PR #5698, opened 2023-10-11
DOCK-1195: Populate versions in archive/unarchive endpoint response

svonworl:
**Description**
Recently, we added webservice endpoints to archive/unarchive entries.  These endpoints respond with the updated Entry, but they neglect to populate its Versions, so after updating the backing state with the returned Entry, the UI crashes, because when it retrieves the list of Versions from the Entry, it gets a null.

This PR changes the endpoints to populate the Versions in the returned Entry.

**Review Instructions**
Confirm that there is a list of Versions in the archive/unarchive endpoint Entry response.

**Issue**
https://ucsc-cgl.atlassian.net/browse/DOCK-1195
https://github.com/dockstore/dockstore/issues/3199

### DIFF
--- a/dockstore-webservice/src/main/java/io/dockstore/webservice/resources/EntryResource.java
+++ b/dockstore-webservice/src/main/java/io/dockstore/webservice/resources/EntryResource.java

----

**Work to complete**
In full and exactly, transcribe the material above.

**Response**
PR #5698, opened 2023-10-11
DOCK-1195: Populate versions in archive/unarchive endpoint response

svonworl:
**Description**
Recently, we added webservice endpoints to archive/unarchive entries.  These endpoints respond with the updated Entry, but they neglect to populate its Versions, so after updating the backing state with the returned Entry, the UI crashes, because when it retrieves the list of Versions from the Entry, it gets a null.

This PR changes the endpoints to populate the Versions in the returned Entry.

**Review Instructions**
Confirm that there is a list of Versions in the archive/unarchive endpoint Entry response.

**Issue**
https://ucsc-cgl.atlassian.net/browse/DOCK-1195
https://github.com/dockstore/dockstore/issues/3199

### DIFF
--- a/dockstore-webservice/src/main/java/io/dockstore/webservice/resources/EntryResource.java
+++ b/dockstore-webservice/src/main/java/io/dockstore/webservice/resources/EntryResource.java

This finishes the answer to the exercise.